# Quick release bars - good or bad?



## mystic nerd (Aug 10, 2013)

I’ve settled on a strap style for a field watch, and all the decent quality examples I’ve seen on Amazon come with quick release spring bars. Are they as reliable as regular spring bars?

I’ve swapped many straps using the usual two prong tool, not an issue. But if the quick release ones are just as good, I could use that. 

Any thoughts?


----------



## DaveandStu (Dec 27, 2011)

G'day mate tbh, 
I can't take to them myself as to me I personally believe I'd dislodge one.
Prefer to install right bars to right piece.
Just my 2 bob's worth.
Dave


----------



## tommy_boy (Jul 11, 2010)

Yes, they are. 

I prefer regular spring bars and regular straps. More manageable. Not all straps match up to the same diameter spring bar. I.e., 1.5 or 1.8? 

For example, what happens if an integrated spring bar breaks? How easy are they to replace? I don't have any in my spring bar drawer. I suppose I could stock some if I had to.

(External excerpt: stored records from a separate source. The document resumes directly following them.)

PR #11891, opened 2017-05-24
Allow RelativePointer::SetValue usage for non-DAC builds only

gbalykov:
SetValue shouldn't be used in DAC builds, so unused based versions of SetValue are completely removed and SetValue without base is rewritten for non DAC builds.


gbalykov:
@jkotas 

Could you, please, take a look?

gbalykov:
@jkotas, Thank you!

PR #11894, opened 2017-05-24
Never enregister type-punned regStruct lclVars.

### LINKED ISSUE #11804: Uninitialized stack value instead of register returned by Unsafe.As<Vector<int>, int>(ref vector)
Using Unsafe to reinterpret a vector can load from the vector's stack memory even if the logical value has been mutated in registers and has not yet been stored. For example:
```cs
        static int UnsafeGrab()
        {
            var vector = new Vector<int>(4);
            return Unsafe.As<Vector<int>, int>(ref vector);
        }
        static int IndexerGrab()
        {
            var vector = new Vector<int>(4);
            return vector[0];
        }
```
IndexerGrab returns 4 as expected, while UnsafeGrab returns an uninitialized value like -1894710053.

UnsafeGrab assembly:
```
 mov         eax,4  
 movd        xmm0,eax  
 pshufd      xmm0,xmm0,0  
 mov         eax,dword ptr [rsp]  ;<--
 mov         eax,eax
 ret  
```
IndexerGrab assembly:
```
 mov         eax,4  
 movd        xmm0,eax  
 pshufd      xmm0,xmm0,0  
 movd        eax,xmm0
 ret  
```
Tested on NETCore.App 2.0.0-preview2-25309-07.

pgavlin:
Type-punned lclVars--i.e. lclVars that are accessed via
`(INDIR Tx (ADDR (LCLVAR Ty V)))`--are currently considered
enregisterable if they are SIMD-typed, have not been the accessed by
field, and have not otherwise been declared unenregisterable. This
appears to be an oversight, as the JIT is not able to generate correct
code for the type-punned access if the lclVar is in fact enregistered.

This change removes the special case for these SIMD-typed lclVars.

Fixes #11804.

### DIFF
--- a/src/jit/morph.cpp
+++ b/src/jit/morph.cpp
@@ -13202,26 +13202,14 @@ GenTreePtr Compiler::fgMorphSmpOp(GenTreePtr tree, MorphAddrContext* mac)
                         varTypeIsStruct(tempTyp) || (tempTyp == TYP_BLK) || (tempTyp == TYP_LCLBLK);
                     const unsigned varSize = useExactSize ? varDsc->lvExactSize : genTypeSize(temp);
 
+                    // Make sure we do not enregister this lclVar.
+                    lvaSetVarDoNotEnregister(lclNum DEBUGARG(DNER_LocalField));
+
                     // If the size of the load is greater than the size of the lclVar, we cannot fold this access into
                     // a lclFld: the access represented by an lclFld node must begin at or after the start of the
                     // lclVar and must not extend beyond the end of the lclVar.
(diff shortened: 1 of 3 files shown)


pgavlin:

CarolEidt:
Did you see any diffs? I would guess that in most cases there are checks elsewhere that would cause these not to be enregistered in the non-SIMD case.

pgavlin:
> Did you see any diffs?

I did not, no.

> I would guess that in most cases there are checks elsewhere that would cause these not to be enregistered in the non-SIMD case.

That's correct. AFAICT `lvRegStruct` is only true for SIMD-typed lclVars that are not accessed by field.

I'm not a fan, obviously, but it seems they have a target market.


----------



## Blown 89 (Sep 6, 2019)

They're just as good. Given the number of watches I see used with lug scratches more people should use them


----------



## Viseguy (Jul 1, 2018)

I like them -- these days, I won't buy anything else: life's too short. Not one has failed over several years (though several springbar tools have bit the dust during that time). I suspect they will outlast the straps they're installed in. In truth, I can't understand why they haven't become the industry standard. I find it hard to believe that losing the occasional five-dollar strap change is going to put any watchmaker worth their salt out of business.


----------



## Bpcirillo (Jul 10, 2018)

Super convenient and reduced scratches to lugs using tools 


Sent from my iPhone using Tapatalk Pro


----------



## NC_Hager626 (Sep 20, 2018)

I have found the quick-release spring bars used by Hirsch to be quite reliable. However, I have read that some members have been disappointed by the quality of the quick-release spring bars used by the less expensive strap brands.


----------



## TgeekB (Nov 1, 2015)

It’s been a positive experience for me. 


Sent from my iPhone using Tapatalk Pro


----------



## Teeuu (Dec 25, 2020)

The problem with QR spring bars is that not all watches use bars with the same tip diameter. Everyone knows about Seiko fat spring bars, but the tip diameter is also larger. Also true of at least some Citizen dive watches and at least some watches from Omega.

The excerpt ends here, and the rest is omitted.